Ascoltare Paolo è commovente, la sua voce educata ed umile è toccante.

Paolo è entrato in miniera a soli 13 anni nel 1946, suo padre era un minatore, suo nonno era un minatore.

Sul Monte Amiata i tedeschi si accaparrarono le concessioni minerarie perchè erano ricche di cinabro, una pesante pietra rossa che se portata a 800° espelle per sublimazione un prezioso minerale, il mercurio usato all'epoca per costruire fatali armi di guerra.

La comunità badenga, ovvero gli abitanti di Abbadia San Salvatore, era una popolazione contadina, povera, spesso mezzadra ed analfabeta.

L'apertura delle miniere è stata una valida alternativa economica, alla coltivazione della terra.

Grazie alla paga offerta dalla miniera, la seconda generazione è riuscita a mandare i figli a scuola fino alla terza elementare, la terza generazione ha avuto il privilegio di mandare i figli all'università.

Per questo tutti ambivano ad andare in miniera, non ostante i pericoli giornalieri e salute che si rovinava precocemente.

Paolo va dunque in miniera da giovanissimo, perchè a casa c'era bisogno di soldi.

Li incontra un uomo che lo affianca per insegnarli il mestiere e per proteggerlo dai pericoli, diventerà per lui un secondo padre.

Paolo racconta la prima volta che una frana lo ha costretto a quello che lui chiama, il buio ed il silenzio assoluto.

Ha atteso 10 ore prima che i soccorsi si accorgessero che la sua medaglia di entrata (una sorta di attuale cartellino di entrata in fabbrica), al momento dell'ora di uscia, era rimasta dal lato di chi è ancora sotto terra.

La seconda volta ha atteso 32 ore, la terza volta 26 giorni...

Il cibo gli veniva passato il forma liquida attraverso i condotti d'areazione e non ostante le condizioni in cui hanno vissuto questo interminabile tempo, lui lo racconta con la malinconia negli occhi perchè da un'esperienza negativa, lui ha visto il lato umano delle ore trascorse con i suoi compagni di lavoro.
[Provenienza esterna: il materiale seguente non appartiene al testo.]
Issue #664, opened 2024-11-04
Full page patterns have redundant nested groups which makes section styles unpredictable


jasmussen:
**Description**

The default full page patterns have multiple nested redundant groups. This conflicts with zoom out mode and section styles, which is best described first visually in this GIF:

![Image](https://github.com/user-attachments/assets/2a13bb7e-9a21-4a4b-ba2f-69a172cc262d)

**Step-by-step reproduction instructions**

1. Go to site editor.
2. Create a NEW page, give it any title.
3. Choose the "Business homepage" pattern.
4. Click a section to change the section style to a different color.
5. Now zoom out, observe how a different section style is chosen, and choosing a new section style isn't actually applied.

What happens here is that zoom out mode works with top level sections, allowing you to select only those. Which means if there's a wrapper group that is _not_ the source of the section style, then there will be a perceived invisible disconnect, as the section style you just applied is one level deeper, on a block no longer selected.

**Expected behavior**

If I set a section style not zoomed out, then zoom out, I should see the same section style. Ideally, we can remove the redundant wrapper groups. Observe in this screenshot, for example, how the "fleurs co" pattern has two wrapping groups:

 ![Image](https://github.com/user-attachments/assets/ae27f915-d46c-4456-acc7-08c2656b52f2)

Because of the two groups, when you click not zoomed in, you'll select the most nested one. But if you click when zoomed out, you'll select the _least_ nested one. 

**Environment info**

6.7-rc2

jasmussen:
@juanfra @carolinan @beafialho do you know why there are additional wrapping groups in these patterns? And would they be safe to remove?

juanfra:
@jasmussen the wrapping groups were added [here](https://github.com/WordPress/twentytwentyfive/pull/514), and it was in combination with some other fixes, trying to resolve everything that was reported [here](https://github.com/WordPress/twentytwentyfive/issues/497). 

These wrapping groups were added because the landing pages were built (originally) using one group that wrapped all inner patterns, and that was causing interferences with the zoom-out view. The other reason is that we needed to set a zero margin between the groups so that the layout respected the design (no vertical gap between full-width groups). If we put one pattern after the other, we would have a gap between them.

However, we can try to see how removing the groups from these pages reacts to the most recent improvements to the zoom-out functionality.

jasmussen:
[...]

PR #666, opened 2024-11-05
Fix group block width for news blog home.

### LINKED ISSUE #665: Expected patterns to be fullwidth so that section styles work
**Description**
I expected these patterns used would be full width, so that one could apply section styles to them without the patterns looking broken. Reviewing based on [this Playground link](https://playground.wordpress.net/?blueprint-url=https%3A%2F%2Fraw.githubusercontent.com%2FWordPress%2Fblueprints%2Ftt5demo%2Fblueprints%2Ftt5-demo%2Fblueprint.json). 

**Screenshots**

Image

juanfra:
**Description**

Fixes https://github.com/WordPress/twentytwentyfive/issues/665

**Screenshots**

https://github.com/user-attachments/assets/81e9d70c-2d96-4479-aaf6-a41b11686e43

**Testing Instructions**

1. Go to the site editor.
2. Edit the home page.
3. Select the "News blog home" design.
4. Confirm that the main groups are full width, and that applying the section styles to them doesn't look broken.

### DIFF
--- a/patterns/template-home-news-blog.php
+++ b/patterns/template-home-news-blog.php
@@ -14,7 +14,7 @@
 ?>
 <!-- wp:template-part {"slug":"header-large-title"} /-->
 
-<!-- wp:group {"tagName":"main","layout":{"type":"constrained"}} -->
+<!-- wp:group {"tagName":"main","style":{"spacing":{"blockGap":"0"}},"layout":{"type":"constrained"}} -->
 <main class="wp-block-group">
 	<!-- wp:group {"align":"full","style":{"spacing":{"padding":{"top":"var:preset|spacing|50","bottom":"var:preset|spacing|50"}}},"layout":{"type":"constrained"}} -->
 	<div class="wp-block-group alignfull" style="padding-top:var(--wp--preset--spacing--50);padding-bottom:var(--wp--preset--spacing--50)">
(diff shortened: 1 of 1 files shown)


jasmussen (approved):
Confirmed, this improves it, thank you:

image

Should we apply block-spacing 0 to the wrapping Group block, to zero out the margin between colored sections? Zoom out can "punch through" the top level singular group wrapper and select the items inside. In fact this might also be a solution for #664. See screenshot above.

juanfra:
> Should we apply block-spacing 0 to the wrapping Group block, to zero out the margin between colored sections? 

Sounds good, done ✅

> Zoom out can "punch through" the top level singular group wrapper and select the items inside. In fact this might also be a solution for https://github.com/WordPress/twentytwentyfive/issues/664. See screenshot above.

It seems that in this context, it can. But it's not behaving like that in pages or posts; that was one of the reasons we ended up having multiple wrapping groups.

jasmussen:
> It seems that in this context, it can. But it's not behaving like that in pages or posts; that was one of the reasons we ended up having multiple wrapping groups.

It seems like this might thread the needle though: allow us to use includes to import the patterns, just wrap it in a single group that sets the block gap. In doing so, we won't need the redundant groups, and zoom out will still select the correct "top level" section for applying section styles. What do you think?

juanfra:
@jasmussen Ok, so I checked and to get this behavior, the single group should have the `<main>` tag. 

I definitely prefer to have the landing pages wrapped in a `<main>` than duplicating patterns. This would be the best option we have at this moment, in my opinion.

I'll open a PR with those changes for you to check out.

jasmussen:
Thank you! And this PR seems good to go too!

A nessuno gli prese il panico, ne divenne aggressivo, tutti divennero una cosa sola, solidale, piena di amore e amicizia, quella vera ed indelebile, un'amicizia per tutta la vita.

Il museo minerario è pieno di foto ed attrezzature che fanno rabbrividire. L'odore forte del ferro dei martelli si mischia alla fatica fisica e mentale che questi uomini devano aver provato, giorno dopo giorno.

Con il loro cestino del pranzo scendevano sotto 400mt di terra, nelle viscere del Monte Amiata dove il cuore ancora caldo del vulcano faceva sciogliere il loro corpi di nervi e muscoli ad una temperatura di 45°.

Non vorremmo mai smettere di ascoltare Paolo, ogni passo, ogni frase rompe il silenzio di chi come noi, vuole ascoltare bene le parole di chi la miniera l'ha vissuta per 30anni.

Facciamo delle scale per andare al primo piano del museo e Paolo ansima e tossisce. Sorride, è la tosse del minatore dice. Suo padre, confessa, è morto di silicosi.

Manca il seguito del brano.